Ask HN: How do you view emails with their custom domain as the person's name? - mikaelmello
Last year I was somewhat unsatisfied with my gmail account and all of the good options were already taken.<p>Since I already had bought the domain in my own name, why not use it in my e-mail accounts.<p>I made the switch to use [contact at myname dot com] (you can guess my name) and didn&#x27;t really look back.<p>Recent events made me wonder if e-mails like that may appear more than just an e-mail. Would you find it better than a gmail? Equivalent? Worse?<p>Edit: I also use multiple variations to register on websites, such as [hackernews at myname dot com], the goal being to (somewhat) track who is leaking them (surprisingly almost zero spam since then).<p>The &quot;recent event&quot; was a confusion from a company where I used my main e-mail to contact them and I also already had an account in one of the related services we were going to use. They had to ask if both are correct.<p>Perhaps I should just use the same for everything?<p>Edit 2: Lots of typos and grammar mistakes
======
ggm
Reputation in email is complex. many people dislike @yahoo email addresses,
Iranians use them frequently because for their country and language community
it was one of the first foreign emails they got. I use @pobox.com because I
started over 20 years ago. If I had been one week sooner I would have
g@pobox.com and I know a single-letter mailbox holder at pobox.com. Pobox has
a very poor reputation in email because of a spam problem, despite being owned
by Fastmail which is a high reputation email endpoint.

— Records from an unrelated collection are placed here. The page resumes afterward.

PR #1919, opened 2022-06-21
1830 e2e tests

andre-code:
PR e2e tests added:
- when create a New Dataset (all fields)

Upload dataset files
- when is a .zip file
- when multiple files
- when delete file 
- when error uploading file

/deploy renku=tests-ui-2.5.0


ciyer (approved):
Very nice!

PR #1921, opened 2022-06-23
fix: check if autosave commit exists in project commit list before use it

andre-code:
PR to handle error where autosave commit id of autosave is used which does not exist in project commit list.

/deploy #persist


ciyer (approved):
👍

PR #1926, opened 2022-06-24
fix: error when notebook doesnt have value

### LINKED ISSUE #1906: Crash on view file
## Description

This notebook causes the UI to crash

https://dev.renku.ch/projects/cramakri/inflation/files/blob/qtm/QTM-Part1.ipynb

## Fix

We should do two things:

- Catch this error in the file renderer and show a message the the content cannot be displayed
- Fix the problem with the file rendering

andre-code:
PR to fix error when open notebook.
Solution: Process Markdown only if it contain valid props.

#### How to  test:
Open https://renku-ci-ui-1926.dev.renku.ch/projects/cramakri/inflation/files/blob/qtm/QTM-Part1.ipynb and its equivalent in gitlab https://dev.renku.ch/gitlab/cramakri/inflation/blob/master/qtm/QTM-Part1.ipynb the content displayed should be the same

closes #1906 

/deploy renku=tests-ui-2.5.0 #persist


ciyer (approved):
🤩

PR #1929, opened 2022-06-24
feat: show status message in notebook view

### LINKED ISSUE #1879: Show meaningful information on the session page while starting
## Motivation

Sessions take time to start, 1 minute (or more) is not uncommon.
Especially when clicking on the quickstart button, users may be confused since they need to wait for such a long time with no feedback apart from the bouncing dots. The status line on top saying `Started x seconds ago` adds to the confusion.

## Mock-ups / Design

We could improve the feedback by:
* Changing the status line to `Starting`.
* Adding better feedback in the main window.
    - A short message saying the sessions are starting and it may take a minute or two
    - A progress bar instead of the bounding dots
    - Some feedback from the `status.message` content. It currently mentions the pods with a non-ready state, maybe that should be changed a bit. The idea is to give the user the perception that something is going on in the background. E.G. showing `starting x of 5 components`, or come up with a short descriptive sentence based on what still needs to start.

## Progress

- [ ] API Design (sprint-??)
- [ ] UI Implementation

andre-code:
PR to display better session status in notebook view

Closes #1879 

/deploy #persist

### DIFF
--- a/client/src/notebooks/Notebooks.present.js
+++ b/client/src/notebooks/Notebooks.present.js
@@ -52,6 +52,7 @@ import { EnvironmentLogs, LogDownloadButton, LogTabs, useDownloadLogs } from "..
 import { SessionStatus } from "../utils/constants/Notebooks";
 
 import "./Notebooks.css";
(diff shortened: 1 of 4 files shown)


andre-code:
Duplicated #2054

PR #1941, opened 2022-07-01
feat: add support for mermaid format in markdown view

andre-code:
This PR is to add support for mermaid code.

Screenshot 2022-07-04 at 17 19 50


ciyer (approved):
This is very nice! I need to start using more mermaid in my readme files.

PR #1945, opened 2022-07-07
feat: add pending and done label when change a value in project settings

andre-code:
PR to add confirmation when update a value in Project Settings.

/deploy #persist


ciyer (changes requested):
There are many usability improvements here! 

I found a few things that I think should be fixed.

1. Settings in a project without edit rights

image

In the case of a project for which the user does not have write privileges, I think we can hide the _Project Tags, Project Description, and Project Avatar_. The user cannot change them, and those fields are visible elsewhere. All we need to show are the _Clone Commands and Repository URL_.

(The sessions tab in a read-only project is fine as is).

2. Edit feedback

image

I think the update button should look differently if the user has not made any changes to the _Tags or Description_ fields. Right now, I cannot tell if I have made changes that need to be saved or not, and changing the button appearance would be a nice way to provide that feedback. One idea is to use an outline appearance and make the button reads-only if there are no changes to save (we could also add a tooltip to the update button ).

image

3. Conventions for the _Project Avatar_ action buttons

image

The colors of the _Submit_ and _Cancel_ buttons should be reversed, to be consistent with the conventions elsewhere (the "expected" action should be in green, the secondary action in blue)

I know people who use @ieee.com and people who use @acm and people who use
@<university>-alumni.com and .. the list is endless.

 _What are you trying to project, using the @domain_ is the question.

As well as @pobox I have my own domain. It is not my name but I have it, and I
send from it and receive to it.

If you host a domain at google (I do, I have a grandfathered domain) you get
postini quality of spam filter and SPF/DKIM outgoing (I believe) so are far
less likely to be abused. Hosting your own domain mail means either paying
somebody or understanding how to manage email services to avoid being abused.

Using somebody else's domain is more _normal_ but now you carry the
reputational risk of their domain.

Using @work email to send @personal traffic risks the work reputation, against
things said by you @personal context. How do you feel about that, in your
@personal-domain sense?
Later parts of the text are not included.